Our children, ages 9 and 11, teased me later that Saturday afternoon.  “You won’t believe where we’re having a picnic.  Guess.  Like 20 questions.”  Have we ever picnicked there?  No.  Have we even been there?  Not really.  Is this a place you think I want to go?  Yes!  Questions and answers all evening long.

Sunday morning, on the way to church, Daughter said, “Guess some more, Mom.  You’ll never figure it out.”  Will we have to walk a long way?  No.  Should I wear my hiking boots?  Husband and Son raised their eyebrows and glanced toward each other.  Yes.  Finally, I refused to ask another question.  It was time for clues.  A place I really liked.  I’d have to climb.  There wasn’t a picnic table.  There were lots of trees.  There weren’t any bathrooms.  We wouldn’t have to drive far.

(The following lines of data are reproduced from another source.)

PR #1675, opened 2021-07-08
:hammer_and_wrench: + :lipstick: |  fix + pretty + clean

miko-github:
# :hammer_and_wrench: + :lipstick: :=  fix + pretty + clean
- fix : string concats with literally string
- pretty : hard readable if condition with constant value
- fix :  hard readable constant with functionality checking

:v: :heart:

### DIFF
--- a/main/main.js
+++ b/main/main.js
@@ -12,7 +12,31 @@ const {
   Menu, MenuItem,
   crashReporter,
   dialog
-} = electron
+} = electron;
+
+// TODO : this constant and other should be in other files
+// [?] OR -> PLATFORM_WIN32
+const PLATFORM_WIN = 'win32';
+/**
+ * and, we can use unformal constants as like
+ * ```js
+ * // assign
+ * PLATFORM = { WIN: 'win32' };
+ * // usage
+ * PLATFORM.WIN
+ * ```
+ */
+// OTHER WAY IS:
+/**
+ * use function check, be like :
+ * `isPlatform('win32')` or `isWin32()`
+ * or `isPlatformWin()`
+ */
+const PLATFORM_DARWIN = 'darwin';
+
+function isPlatform(pf){
+  return process.platform === pf;
+}
 
 crashReporter.start({
   submitURL: 'https://minbrowser.org/',
@@ -21,11 +45,12 @@ crashReporter.start({
 })
 
 if (process.argv.some(arg => arg === '-v' || arg === '--version')) {
-  console.log('Min: ' + app.getVersion())
-  console.log('Chromium: ' + process.versions.chrome)
+  console.log(`Min: ${app.getVersion()}`)
+  console.log(`Chromium: ${process.versions.chrome}`)
   process.exit()
 }
 
+// arg === '--development-mode' -> arg === CMD_DEV_MODE
 let isInstallerRunning = false
 const isDevelopmentMode = process.argv.some(arg => arg === '--development-mode')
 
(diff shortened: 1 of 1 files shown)


main/main.js
```diff
@@ -21,21 +45,23 @@ crashReporter.start({
...
+// arg === '--development-mode' -> arg === CMD_DEV_MODE
 let isInstallerRunning = false
 const isDevelopmentMode = process.argv.some(arg => arg === '--development-mode')
 
 function clamp (n, min, max) {
   return Math.max(Math.min(n, max), min)
 }
 
-if (process.platform === 'win32') {
+if (process.platform === PLATFORM_WIN) {
```
lubiedo, line 61: Isn't `process.platform === PLATFORM_WIN` exactly the same as doing `process.platform === 'win32'` and similars?

main/main.js
```diff
@@ -277,7 +303,7 @@ function createWindowWithBounds (bounds) {
   so registering a handler causes events to happen twice.
   See: https://github.com/electron/electron/issues/18322
   */
-  if (process.platform === 'win32') {
+  if (isPlatform('win32')) {
```
lubiedo, line 306: Why here are you using `isPlatform('win32')` but in other changes `process.platform === PLATFORM_WIN`?

main/main.js
```diff
@@ -21,21 +45,23 @@ crashReporter.start({
...
 
 if (process.argv.some(arg => arg === '-v' || arg === '--version')) {
-  console.log('Min: ' + app.getVersion())
-  console.log('Chromium: ' + process.versions.chrome)
+  console.log(`Min: ${app.getVersion()}`)
+  console.log(`Chromium: ${process.versions.chrome}`)
   process.exit()
 }
 
+// arg === '--development-mode' -> arg === CMD_DEV_MODE
```
lubiedo, line 53: What's the purpose of this?

lubiedo (commented):
Hi @miko-github. I'm kinda confused about these changes and left some reviews.

miko-github:
> Hi @miko-github. I'm kinda confused about these changes and left some reviews.

# Hi @lubiedo 👋

Actually which line? tag them to me and let me to explain 😉🤗

main/main.js
miko-github: Yes, but, constant variables be clean and human readable as like Enums  😉✌

main/main.js
miko-github: I just commuted options 😉

I just say, we can use this very clear....

Use function or constant or enum 😁

main/main.js
miko-github: Actually, constant variables again but in optional, and you can change name to anything else you want 🤗

But I'm suggesting you, using enum, I know enum isn't available in JS but we can make similar of them...

```js
const SHELL_FLAG = {
  DEVELOPER_MODE: '--developer-mode'
}
```
In usage this be like enum,
```js
SHELL_FLAG.DEVELOPER_MODE
```

PalmerAL:
I’m also fairly confused by this. Putting things in constants doesn’t automatically make them more readable; constants can help at reducing duplication and making it easier to change values, but here nothing’s really being duplicated to start with. And you can’t even reuse the same value everywhere, because `navigator.platform` and `process.platform` use different platform names, and we use both.

miko-github:
> I’m also fairly confused by this. Putting things in constants doesn’t automatically make them more readable; constants can help at reducing duplication and making it easier to change values, but here nothing’s really being duplicated to start with. And you can’t even reuse the same value everywhere, because `navigator.platform` and `process.platform` use different platform names, and we use both.

# Okay :+1: , now i understood :smile:, thanks :hugs: :heart:

PR #1676, opened 2021-07-08
:lipstick: | removed unusable `else` keyword :v:

miko-github:
# :lipstick: | removed unusable `else` keyword :v:

## with return keyword, else is useless

when we use `return` in if statement, that meant, when condition is true, return value and close function, , and if not, then, go on outside of if statement, and run next line, and then return other value and break function

### DIFF
--- a/main/menu.js
+++ b/main/menu.js
@@ -6,9 +6,8 @@ function buildAppMenu (options = {}) {
       if (Array.isArray(value)) {
         // value is array if multiple entries are set
         return value[0].replace('mod', 'CmdOrCtrl')
-      } else {
-        return value.replace('mod', 'CmdOrCtrl')
       }
+      return value.replace('mod', 'CmdOrCtrl')
     }
 
     return null


lubiedo (approved):

PalmerAL:
This isn’t wrong, but in general I don’t think it makes sense to spend time on these minor formatting changes; they take time to review, and there just isn’t much benefit to doing them.

I’m going to close this (and similar formatting PRs), but I have two suggestions for things you could do:
* You could work on setting up a better automatic formatting tool, like prettier, that would do this across the whole codebase automatically.
* You could take a look at some of the bugs / features in the issue tracker and work on those.

miko-github:
> This isn’t wrong, but in general I don’t think it makes sense to spend time on these minor formatting changes; they take time to review, and there just isn’t much benefit to doing them.
> 
> I’m going to close this (and similar formatting PRs), but I have two suggestions for things you could do:
> 
> * You could work on setting up a better automatic formatting tool, like prettier, that would do this across the whole codebase automatically.
> * You could take a look at some of the bugs / features in the issue tracker and work on those.

# Hi :wave: 
yes, i'm agree with you but i just didn't know about the min browser code base and core :hugs: 
i want but i can't, cause .... :smile: 

### But, I try :v:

On the way home from church, we picked up fried chicken – crispy, my favorite – and I got to choose the side dishes.  At home, we changed from church clothes into shorts and tee shirts, and I put on my hiking boots.  We gathered drinks, a roll of paper towels, a couple of folding chairs, and a quilt.  “On the way,” Husband said, “I need to stop at the house to check on something.”  ‘The house’ was the one we were building.  The first level was framed, and the carpenters had just started on the second level.

Husband opened the back of our van and grabbed something.  “I’ll be right back.  You don’t need to get out,” he told me.  Both our children followed him.  A few minutes later, Husband motioned for me.  “Come here.  I want to show you something.  The kids are upstairs where their rooms will be.”

I questioned if climbing the ladder to the second level was safe.  Had he let the kids climb up?  I clutched each rung as I carefully placed my big boots on the narrow ladder steps.  The blue sky, with a few puffy cumulus clouds, opened wide.  “Is there a floor up there?”  I asked.  Husband encouraged me to keep going.  Just as my head reached sight of the second level, my son and daughter jumped up from the quilt they had been lying on.  They stood tall; arms stretched high above their heads.  “Happy Mother’s Day!”  they shouted.

It was the perfect place for a picnic.  A plywood subfloor, with no walls or roof.  The only time I’ve ever dined among a maple tree’s high branches and looked down on the white blossoms of dogwood tree.  Our own private dining room, and I didn’t cook.